Part 4: Reduce Your Debt

Part 4 shows you how to reduce debt and plan ahead

Tackling your debt will not only reduce stress in your life, it will increase the amount of money you have for saving and other planned expenses.

Many people feel as if they will never be out of debt, and are tempted by credit card offers with low introductory rates or an ad urging debt consolidation into one easy payment. If you feel like you’re on the debt treadmill with no way of getting off, you should know there is a better way.

Understand the costs of credit card debt:

If you had 3 credit cards with an average interest rate of 16% and a balance of $7,700.

What would happen if you made only minimum monthly payments?

It would take you 28 years and 2 months to pay it off.

On $7,700 you would pay $20,600 in interest for a total of $28,300!

Consider the following…You may be too deep in debt if:

  • Your mortgage purchasing power is limited because of debt.
  • You often borrow from one lender to pay another.
  • You use more than 20% of your take home pay, excluding housing costs, to pay-off your loans.
  • You need to take out loans or use credit cards to pay for regular living expenses.
  • You can’t keep up with your monthly utility payments and other bills.

Debt Consolidation

Perhaps you’ve heard ads encouraging you to consolidate all of your debts into one easy payment, telling you this is the way to get rid of your debt. Before you take that road, there are some important questions you should ask.

What’s the rate of a debt consolidation loan? It may only be one rate, but if it is higher than your other rates, that’s no bargain.

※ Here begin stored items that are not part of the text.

PR #258, opened 2024-02-07
Implement verify_for_synchronous_processing. 

EmileSonneveld:
Only show a warning for the moment. When we have it running for a while, we can evaluate if it does not give too many false positives and then we can throw warning instead.
https://github.com/Open-EO/openeo-geopyspark-driver/issues/616


EmileSonneveld:
@soxofaan Is `ConcreteProcessing` a good place to implement `verify_for_synchronous_processing`?

openeo_driver/views.py
```diff
@@ -647,10 +647,10 @@ def result(user: User):
                 _log.exception(f"Unexpected error while verifying synchronous processing: {e}")
             else:
                 if sync_processing_issues:
-                    raise ProcessGraphComplexityException(
-                        message=ProcessGraphComplexityException.message
-                        + f" Reasons: {' '.join(sync_processing_issues)}"
-                    )
+                    # After this proves to run correctly on many sync jobs, we can throw an error instead.
+                    _log.warning(ProcessGraphComplexityException.message
+                                 + f" Reasons: {' '.join(map(lambda x: str(x), sync_processing_issues))}"
```
soxofaan, line 652: this `map(lambda x: str(x)` should not be necessary as sync_processing_issues is a list of strings

openeo_driver/ProcessGraphDeserializer.py
```diff
@@ -340,6 +340,17 @@ def extra_validation(
...
+    def verify_for_synchronous_processing(self, process_graph: dict, env: EvalEnv = None):
+        env_validate = env.push({
+            "allow_check_missing_products": False,
+            "sync_job": True,
+        })
+        errors = self.validate(process_graph=process_graph, env=env_validate)
+
+        # Only care for certain errors:
+        errors = list(filter(lambda x: x["code"] == "ExtentTooLarge", errors))
+        return errors
```
soxofaan, line 352: this violates the return type of verify_for_synchronous_processing, which should return a list of strings, while here it returns a list of dicts

Related, I think it's easier to use list comprehension instead of `list(filter(lambda` constructs:

```
errors = [e["message"] for e in errors if e["code"] == "ExtentTooLarge"]
```

soxofaan:
>  @soxofaan Is ConcreteProcessing a good place to implement verify_for_synchronous_processing?

It feels a bit wrong, because:
- ConcreteProcessing is also used in the aggregator, which has different constraints than the geopyspark deploy
- Current PR filters on "ExtentTooLarge", which is only defined in openeo-geopyspark-driver, but nowhere used in openeo-python-driver

I think it should be implemented in `GpsProcessing`

openeo_driver/ProcessGraphDeserializer.py
EmileSonneveld: fixed

EmileSonneveld:
`GpsProcessing` makes sense indeed. It is also where `extra_validation` is implemented.
Moved

openeo_driver/views.py
EmileSonneveld: true, fixed

PR #267, opened 2024-03-04
663 aggregate spatial can not be used as input to vector to raster 1

JeroenVerstraelen:


openeo_driver/save_result.py
```diff
@@ -533,6 +544,34 @@ def to_geoparquet(self, destination: Optional[str] = None) -> str:
         gpd.GeoDataFrame(stats.join(gdf, on='feature_index')).to_parquet(filename)
         return filename
 
+    def to_driver_vector_cube(self) -> DriverVectorCube:
+        if isinstance(self._regions, GeometryCollection):
```
soxofaan, line 548: FYI, I guess this is a legacy support thing, but a GeoJSON `GeometryCollection` is strictly speaking a single, indivisible "feature" that should not be split up in its sub-geometries

openeo_driver/datacube.py
```diff
@@ -473,6 +474,17 @@ def _as_geopandas_df(
             # TODO: better way to combine cube with geometries
             # Flatten multiple (non-geometry) dimensions from cube to new properties in geopandas dataframe
             if self._cube.dims[1:]:
+                if self.DIM_TIME in self._cube.dims:
+                    # Ensure dates are in 2017-10-25T11:37:00Z format.
+                    time_coords: list[Any] = list(self._cube.coords[self.DIM_TIME].values)
+                    try:
+                        # TODO: Support datetime, pandas.Timestamp, numpy.datetime64, etc?
+                        self._cube.coords[self.DIM_TIME] = [
+                            pandas.to_datetime(coord).tz_convert("UTC").strftime("%Y-%m-%dT%H:%M:%SZ")
```
soxofaan, line 483: this looks like something that deserves a couple of unit tests

openeo_driver/save_result.py
```diff
@@ -732,6 +771,26 @@ def fit_class_random_forest(
         # TODO: this method belongs eventually under DriverVectorCube
         raise NotImplementedError
 
+    def get_data(self) -> gpd.GeoDataFrame:
+        if isinstance(self._regions, DriverVectorCube):
+            gdf = self._regions._geometries
```
soxofaan, line 776: I would avoid using private attr `_geometries` here

openeo_driver/save_result.py
```diff
@@ -732,6 +771,26 @@ def fit_class_random_forest(
         # TODO: this method belongs eventually under DriverVectorCube
         raise NotImplementedError
 
+    def get_data(self) -> gpd.GeoDataFrame:
```
soxofaan, line 774: I think it's risky to define this as `get_data`, which is also defined in comparable classes, but with different return type. As far as I understand, this method is only going to be used in to_driver_vector_cube, so it could be an internal `_get_data()` instead

openeo_driver/save_result.py
```diff
@@ -732,6 +771,26 @@ def fit_class_random_forest(
...
+        elif isinstance(self._regions, GeometryCollection):
+            gdf = gpd.GeoDataFrame(geometry=list(self._regions.geoms))
+        elif isinstance(self._regions, BaseGeometry):
+            gdf = gpd.GeoDataFrame(geometry=[self._regions])
+        else:
+            raise NotImplementedError
+        gdf["feature_index"] = gdf.index
+        stats: pd.DataFrame = pd.read_csv(self._csv_path())
+        gdf = gdf.join(stats.set_index("feature_index"), on="feature_index").rename(
+            columns=lambda col_name: re.sub(r"\W", "_", col_name)
```
soxofaan, line 786: what is the reason for the `\W` rename?

soxofaan (commented):
some quick notes

soxofaan:
overall I think there should be more unit test coverage because there are a lot of small details to this

PR #278, opened 2024-03-25
Throw exception when verify_for_synchronous_processing gives errors. 

EmileSonneveld:


openeo_driver/views.py
```diff
@@ -648,7 +648,7 @@ def result(user: User):
             else:
                 if sync_processing_issues:
                     # After this proves to run correctly on many sync jobs, we can throw an error instead.
-                    _log.warning(ProcessGraphComplexityException.message
+                    raise OpenEOApiException(ProcessGraphComplexityException.message
```
soxofaan, line 651: You should raise a `ProcessGraphComplexityException` exception (instead of the generic `OpenEOApiException`), which automatically has the right properties (like status code and error code

PR #279, opened 2024-03-27
276 aggregate spatial and vector to raster return aggregatepolygonresult in dry run

JeroenVerstraelen:


openeo_driver/dry_run.py
```diff
@@ -556,10 +556,7 @@ def aggregate_spatial(
             geometries, bbox = self._normalize_geometry(geometries)
             cube = self.filter_bbox(**bbox, operation="_weak_spatial_extent")
         cube._process(operation="aggregate_spatial", arguments={"geometries": geometries})
-        if isinstance(geometries, (Polygon, MultiPolygon)):
-            # TODO #71 normalize to feature collection instead of deprecated geometry collection
-            geometries = GeometryCollection([geometries])
-        return AggregatePolygonResult(timeseries={}, regions=geometries)
+        return cube
```
soxofaan, line 559: shouldn't the line above be as follows?

```
cube = cube._process(....
```

or together with the return  like in other places here:

```
return cube._proces(...
```

PR #290, opened 2024-06-10
Add message to assert, and add it to the ProcessGraphInvalidException

EmileSonneveld:


openeo_driver/errors.py
```diff
@@ -371,6 +371,12 @@ class ProcessGraphInvalidException(OpenEOApiException):
     _description = "The process doesn't contain a valid process graph, which means it doesn't comply to the general structure / schema."
     _tags = ['Batch Jobs', 'Data Processing', 'Secondary Services', 'User-Defined Processes']
 
+    def __init__(self, message: str = ""):
```
soxofaan, line 374: I would not add methods here, the exception classes here are compiled/autogenerated from JSON from openeo-api:

https://github.com/Open-EO/openeo-python-driver/blob/6749cdee1bff04fed8c71ba347d89588b6d148c4/openeo_driver/errors.py#L87


Note that the OpenEOApiException base class already has an `__init__` that should be enough to do this.
And also note that by overriding `__init__` you'll probably break current usage of that

openeo_driver/ProcessGraphDeserializer.py
```diff
@@ -1871,12 +1871,13 @@ def evaluate_process_from_url(process_id: str, namespace: str, args: dict, env:
 
     try:
         spec = res.json()
-        assert spec["id"].lower() == process_id.lower()
+        msg = f"{process_id=} does not match result from namespace query: '" + spec["id"] + "'"
```
soxofaan, line 1874:
```suggestion
        msg = f"Mismatch between expected process {process_id!r} and process {spec['id']!r} defined at {candidate!r}.'"
```

openeo_driver/ProcessGraphDeserializer.py
```diff
@@ -1871,12 +1871,13 @@ def evaluate_process_from_url(process_id: str, namespace: str, args: dict, env:
...
+        assert spec["id"].lower() == process_id.lower(), msg
         process_graph = spec["process_graph"]
         parameters = spec.get("parameters", [])
     except Exception as e:
         _log.error(f"Failed to load process {process_id!r} from {candidate!r}", exc_info=True)
-        raise ProcessGraphInvalidException() from e
+        raise ProcessGraphInvalidException(str(e)) from e
```
soxofaan, line 1880:
```suggestion
        raise ProcessGraphInvalidException(message=str(e)) from e
```

openeo_driver/errors.py
EmileSonneveld: The 'Invalid process graph specified.' message is gone then. Ok?

PR #293, opened 2024-06-13
Early check if UDF returns valid polygons to give more clear error. 

EmileSonneveld:
@soxofaan Implement this check here, or better in gepyspark-driver? https://github.com/Open-EO/openeo-geopyspark-driver/blob/7b4fbe9ceb78f1e778ebef15a1b00c786e07bc2f/openeogeotrellis/udf.py#L33

### DIFF
--- a/openeo_driver/ProcessGraphDeserializer.py
+++ b/openeo_driver/ProcessGraphDeserializer.py
@@ -1456,8 +1456,12 @@ def run_udf(args: dict, env: EvalEnv):
             dataframe = gpd.GeoDataFrame(geometry=geo_data)
         invalid_indexes = dataframe.index[~dataframe.is_valid].tolist()
         if len(invalid_indexes) > 0:
-            raise ValueError("UDF returned invalid polygons. This could "
-                             + f"be due to the input or the code. Invalid index(es): {invalid_indexes}")
+            raise OpenEOApiException(
+                status_code=400,
+                code="InvalidGeometry",
+                message="UDF returned invalid polygons. This could "
+                        + f"be due to the input or the code. Invalid index(es): {invalid_indexes}"
+            )
         return DriverVectorCube.from_geodataframe(data=dataframe)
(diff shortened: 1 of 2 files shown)


openeo_driver/ProcessGraphDeserializer.py
```diff
@@ -1454,6 +1454,10 @@ def run_udf(args: dict, env: EvalEnv):
         dataframe = geo_data
         if isinstance(geo_data, gpd.GeoSeries):
             dataframe = gpd.GeoDataFrame(geometry=geo_data)
+        invalid_indexes = dataframe.index[~dataframe.is_valid].tolist()
+        if len(invalid_indexes) > 0:
+            raise ValueError("UDF returned invalid polygons. This could "
```
soxofaan, line 1459: If you raise an exception with a message for the user to see, you should raise a `OpenEOApiException` (preferably one of its subclasses, if applicable), otherwise the user will receive a generic "500 Internal server error"

In this case it's a user error, so it should at least be a status 400. There is not really a predefined error code, but you can invent one and specify that:

```suggestion
            raise OpenEOApiException(
                status_code=400,
                code="InvalidGeometry",
                message="UDF produced invalid geometry. This could "
```

soxofaan (commented):
good idea, 

I'm even wondering if this shouldn't be actually moved to the `DriverVectorCube` constructor

openeo_driver/ProcessGraphDeserializer.py
EmileSonneveld: I applied this and added a warning to the driver vector cube constructor. I'll merge to master already to see how the tests go

EmileSonneveld: No `DriverVectorCube with invalid polygon` messages in python-driver nor geopyspark-driver nor integration test logs found. But still I don't dare to throw an actual exception. Maybe after checking the kibana logs in a few weeks

PR #301, opened 2024-07-23
Stac alternate

EmileSonneveld:
Proxy `requests.models.Request` to use the existing `urllib` mocking

### DIFF
--- a/openeo_driver/testing.py
+++ b/openeo_driver/testing.py
@@ -19,6 +19,7 @@ import attrs
 import openeo
 import openeo.processes
 import pytest
+import requests
 import shapely.geometry.base
 import shapely.wkt
 from flask import Response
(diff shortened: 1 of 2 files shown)


bossie:
Is this about not having to think about which HTTP library is actually being used underneath e.g. `load_stac` that uses both `requests` and `urllib`?

EmileSonneveld:
Exactly. The load stac uses both ways internally. So had to extend the testing proxy to make simple tests

bossie (commented):
I have some issues with this approach:

- it duplicates tried and tested `requests_mock` functionality;
- there's a naming problem: `UrllibMocker` is specific to `urllib`.

A solution might be to move this to a utility function (or similar, I'm not sure what this looks like exactly, implementation-wise) instead of adapting `UrllibMocker` i.e. treat this as if we don't have access to the `UrllibMocker` source.

Also: this only supports GET requests but I guess that can be easily fixed.

PR #5989, opened 2018-01-03
Use static foreach in Phobos

wilzbach:
All the cool kids in town use `static foreach`. Let's join the club.
Motivation: `static foreach` makes it clear to the reader that the loop is unrolled
during compile-time.
The replacements were done semi-automatically.

I also removed the workarounds against BUG 2396 - `static foreach` doesn't seem
to be affected by this as overall execution time of the entire Phobos testsuite
doesn't with this PR.

I know that this got quite large, but the changes itself are trivial.

### DIFF
--- a/std/bitmanip.d
+++ b/std/bitmanip.d
@@ -2428,8 +2428,8 @@ private ulong swapEndianImpl(ulong val) @trusted pure nothrow @nogc
 @safe unittest
 {
     import std.meta;
-    foreach (T; AliasSeq!(bool, byte, ubyte, short, ushort, int, uint, long, ulong, char, wchar, dchar))
-    {
+    static foreach (T; AliasSeq!(bool, byte, ubyte, short, ushort, int, uint, long, ulong, char, wchar, dchar))
+    {{
         scope(failure) writefln("Failed type: %s", T.stringof);
         T val;
         const T cval;
@@ -2470,7 +2470,7 @@ private ulong swapEndianImpl(ulong val) @trusted pure nothrow @nogc
                 right <<= 8;
             }
         }
-    }
+    }}
 }
 
 
@@ -2544,7 +2544,7 @@ if (isFloatOrDouble!T)
 @safe unittest
 {
     import std.meta;
-    foreach (T; AliasSeq!(bool, byte, ubyte, short, ushort, int, uint, long, ulong,
+    static foreach (T; AliasSeq!(bool, byte, ubyte, short, ushort, int, uint, long, ulong,
                          char, wchar, dchar
         /* The trouble here is with floats and doubles being compared against nan
          * using a bit compare. There are two kinds of nans, quiet and signaling.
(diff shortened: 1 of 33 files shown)


std/bitmanip.d
```diff
@@ -3994,17 +3994,17 @@ if (canSwapEndianness!T && isOutputRange!(R, ubyte))
 {
     import std.array;
     import std.format : format;
-    import std.meta;
-    foreach (endianness; AliasSeq!(Endian.bigEndian, Endian.littleEndian))
-    {
+    import std.meta : AliasSeq;
+    static foreach (endianness; [Endian.bigEndian, Endian.littleEndian])
```
MetaLang: Why the change from `AliasSeq` to an array?

wilzbach: Because `static foreach` can unroll arrays and thus there's no need for `AliasSeq` anymore.

MetaLang: Yes but why only this one specifically? I know most of these loops are over lists of types, but there's at least one other one that loops over a list of values.

wilzbach: Then I overlooked the other case. This PR catches only 95% of the `static foreach`'s.
Anyways, we can easily make more improvements to this. Where did you see the other list of values?

wilzbach:
BTW seeing how easy it is to replace `foreach` with `static foreach`, should we deprecate compile-time loop unrolling in the normal `foreach`?
If that's not wanted, we could at least think about introducing a DScanner check.

jmdavis:
Is there any point to using `static` on the `foreach`es which use `AliasSeq` other than style?

std/bitmanip.d
MetaLang: It's not that important; I was just trying to understand why you did it for one and not the others. Looking at the other cases, however, an array can't or shouldn't be used because they're separate types.

MetaLang:
Does anyone know if `dfix` is still under active development? This type of code rewriting is exactly what it was made for.

jmdavis:
> BTW seeing how easy it is to replace foreach with static foreach, should we deprecate compile-time loop unrolling in the normal foreach?

There's a _lot_ of code out there doing stuff like using `AliasSeq` with `foreach`. Unless we have a really good reason for deprecating the behavior, I suggest that we leave it alone. Also, I don't particularly want to restrict the compiler's ability to optimize `foreach`, and if trying to shift some of its current semantics over to `static foreach` does that, then that seems like a negative (I don't know if it would or not).

wilzbach:
> Does anyone know if dfix is still under active development? This type of code rewriting is exactly what it was made for.

AFAICT only @UplinkCoder and Sociomantic have done a bit of work on it recently.
I started https://github.com/wilzbach/dscanner-fix with the idea of automatically fixing DSCanner warnings a while ago, but it's a more or less a collection of crude hacks (though some of them have been used to upgrade Phobos).

PR #4712, opened 2016-08-04
file.d: add overflow checks

WalterBright:

PR #5990, opened 2018-01-03
file.d: add overflow checks

JackStouffer:
Taken over from https://github.com/dlang/phobos/pull/4712

### DIFF
--- a/std/file.d
+++ b/std/file.d
@@ -336,6 +336,7 @@ version (Posix) private void[] readImpl(const(char)[] name, const(FSChar)* namez
     import std.algorithm.comparison : min;
     import std.array : uninitializedArray;
     import std.conv : to;
+    import std.experimental.checkedint : checked;
 
     // A few internal configuration parameters {
     enum size_t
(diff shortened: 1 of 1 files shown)


std/file.d
```diff
@@ -2645,14 +2647,19 @@ version(Posix) @system unittest // input range of dchars
...
+    import std.experimental.checkedint : checked;
     /* GetCurrentDirectory's return value:
         1. function succeeds: the number of characters that are written to
     the buffer, not including the terminating null character.
         2. function fails: zero
         3. the buffer (lpBuffer) is not large enough: the required size of
     the buffer, in characters, including the null-terminating character.
     */
-    wchar[4096] buffW = void; //enough for most common case
+    version (unittest)
```
wilzbach: `StdUnittest`

wilzbach: See https://github.com/dlang/phobos/pull/5932

JackStouffer:
@wilzbach done

adamdruppe:
Is it sane to depend on a std.experimental module in the main production branch of the library?

wilzbach:
We already discussed this in https://github.com/dlang/phobos/pull/4712 where the consensus between everyone (including @WalterBright and @andralex) was that using the `Checked` wrapper is a lot better than creeping in ugly manual overflow checks.
std.experimental is experimental because of its API not because it's not tested. Using it internally within Phobos is no problem because the user won't even know it and we can still do breaking changes with its API. It's essentially the same as if we would have added our own SafeInt wrapper internally.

Is the interest rate adjustable? Perhaps it’s a good rate now, but where will it be in a year or two from now?

What is the term of the loan? How long will it take you to pay it off? Will it take longer to pay off than if you paid the individual debts on your own? If so, you’ll be paying more interest over the long term.

Are there prepayment penalties? If you’d like to pay off the loan early to save yourself some of the interest, will you have to pay a fee?

What are the terms and cost of the loan? Study them carefully, do they really benefit you?

Does it fix the problem or extend it? Are you locking yourself into a situation where you will be forced to pay more interest over a longer period of time, which would extend the debt?

Power Pay

There is a better way! Power Pay is a no-nonsense way to reduce your debt and your stress along with it.

When you power pay your debt away, you focus on paying down one debt at a time while making minimum payments on all the others.

  • First free up whatever additional money you can from your budget. This is your initial power pay amount.
  • Focus on paying down one debt at a time. What works for you: shortest term, highest interest rate, or the debts identified by the housing counselor that would help you increase your purchasing power? Use that additional power pay amount to pay down that debt event faster.
  • Don’t forget to continue making minimum payments (or what you can afford to pay above the minimum) on your other obligations!
  • When your first debt is paid off, take one month to build in a reward by using the extra cash for savings or a treat for yourself. Celebrate the fact that you paid off one debt you deserve it (but don’t go overboard)!
  • Now focus on the next debt. Use your initial power pay amount plus the minimum amount you were paying on the first debt as your new power pay amount.
  • Remembering your goals along the way will help keep you motivated.
  • Be cautious and thoughtful about adding new debt as it will extend the time it will take you to pay off all debts.